[[ Records shown open ]]

PR #175, opened 2018-12-01
Fix native cache to support non-global IDs

ahmadbaraka:
Changes in this PR address issue #7 to fix the native code to match the JS and support non-global IDs caching

### DIFF
--- a/native/android/src/main/java/com/nozbe/watermelondb/DatabaseDriver.kt
+++ b/native/android/src/main/java/com/nozbe/watermelondb/DatabaseDriver.kt
@@ -167,10 +167,10 @@ class DatabaseDriver(context: Context, dbName: String) {
         log?.info("Mark as cached $id")
         var cache = cachedRecords[table]
         if (cache == null) {
-            cache = mutableListOf<RecordID>()
-            cachedRecords[table] = cache!!
+            cache = mutableListOf()
+            cachedRecords[table] = cache
         }
-        cache!!.add(id)
+        cache.add(id)
     }
 
     private fun isCached(table: TableName, id: RecordID): Boolean = cachedRecords[table]?.contains(id) ?: false
--- a/native/android/src/main/java/com/nozbe/watermelondb/DatabaseDriver.kt
+++ b/native/android/src/main/java/com/nozbe/watermelondb/DatabaseDriver.kt
@@ -9,8 +9,8 @@ import java.util.logging.Logger
 
 class DatabaseDriver(context: Context, dbName: String) {
     sealed class Operation {
-        class Execute(val query: SQL, val args: QueryArgs) : Operation()
-        class Create(val id: RecordID, val query: SQL, val args: QueryArgs) : Operation()
+        class Execute(val table: TableName, val query: SQL, val args: QueryArgs) : Operation()
+        class Create(val table: TableName, val id: RecordID, val query: SQL, val args: QueryArgs) : Operation()
         class MarkAsDeleted(val table: TableName, val id: RecordID) : Operation()
         class DestroyPermanently(val table: TableName, val id: RecordID) : Operation()
         // class SetLocal(val key: String, val value: String) : Operation()
@@ -43,10 +43,10 @@ class DatabaseDriver(context: Context, dbName: String) {
 
     private val log: Logger? = if (BuildConfig.DEBUG) Logger.getLogger("DB_Driver") else null
 
-    private var cachedRecords: ArrayList<String> = arrayListOf()
+    private val cachedRecords: MutableMap<TableName, MutableList<RecordID>> = mutableMapOf()
 
     fun find(table: TableName, id: RecordID): Any? {
-        if (isCached(id)) {
+        if (isCached(table, id)) {
             return id
         }
         database.rawQuery("select * from $table where id == ? limit 1", arrayOf(id)).use {
@@ -54,24 +54,24 @@ class DatabaseDriver(context: Context, dbName: String) {
                 return null
             }
             val resultMap = Arguments.createMap()
-            markAsCached(id)
+            markAsCached(table, id)
             it.moveToFirst()
             resultMap.mapCursor(it)
             return resultMap
         }
     }
 
-    fun cachedQuery(query: SQL): WritableArray {
+    fun cachedQuery(table: TableName, query: SQL): WritableArray {
         log?.info("Cached Query: $query")
         val resultArray = Arguments.createArray()
         database.rawQuery(query).use {
             if (it.count > 0 && it.columnNames.contains("id")) {
                 while (it.moveToNext()) {
                     val id = it.getString(it.getColumnIndex("id"))
-                    if (isCached(id)) {
+                    if (isCached(table, id)) {
                         resultArray.pushString(id)
                     } else {
-                        markAsCached(id)
+                        markAsCached(table, id)
                         resultArray.pushMapFromCursor(it)
                     }
                 }
@@ -129,29 +129,29 @@ class DatabaseDriver(context: Context, dbName: String) {
     }
 
     fun batch(operations: List<Operation>) {
-        val newIds = arrayListOf<RecordID>()
-        val removedIds = arrayListOf<RecordID>()
+        val newIds = arrayListOf<Pair<TableName, RecordID>>()
+        val removedIds = arrayListOf<Pair<TableName, RecordID>>()
         database.transaction {
             operations.forEach {
                 when (it) {
                     is Operation.Execute -> execute(it.query, it.args)
                     is Operation.Create -> {
                         create(it.id, it.query, it.args)
-                        newIds.add(it.id)
+                        newIds.add(Pair(it.table, it.id))
                     }
                     is Operation.MarkAsDeleted -> {
                         database.execute(Queries.setStatusDeleted(it.table), arrayListOf(it.id))
-                        removedIds.add(it.id)
+                        removedIds.add(Pair(it.table, it.id))
                     }
                     is Operation.DestroyPermanently -> {
                         database.execute(Queries.destroyPermanently(it.table), arrayListOf(it.id))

[[ Records shown closed ]]

One stretch of the lines above is wanted, from the line that contains "cache = mutableListOf()" through the line that contains "Execute(val table: TableName, val". Output it exactly.

* [Solution to the exercise]
+            cache = mutableListOf()
+            cachedRecords[table] = cache
         }
-        cache!!.add(id)
+        cache.add(id)
     }
 
     private fun isCached(table: TableName, id: RecordID): Boolean = cachedRecords[table]?.contains(id) ?: false
--- a/native/android/src/main/java/com/nozbe/watermelondb/DatabaseDriver.kt
+++ b/native/android/src/main/java/com/nozbe/watermelondb/DatabaseDriver.kt
@@ -9,8 +9,8 @@ import java.util.logging.Logger
 
 class DatabaseDriver(context: Context, dbName: String) {
     sealed class Operation {
-        class Execute(val query: SQL, val args: QueryArgs) : Operation()
-        class Create(val id: RecordID, val query: SQL, val args: QueryArgs) : Operation()
+        class Execute(val table: TableName, val query: SQL, val args: QueryArgs) : Operation()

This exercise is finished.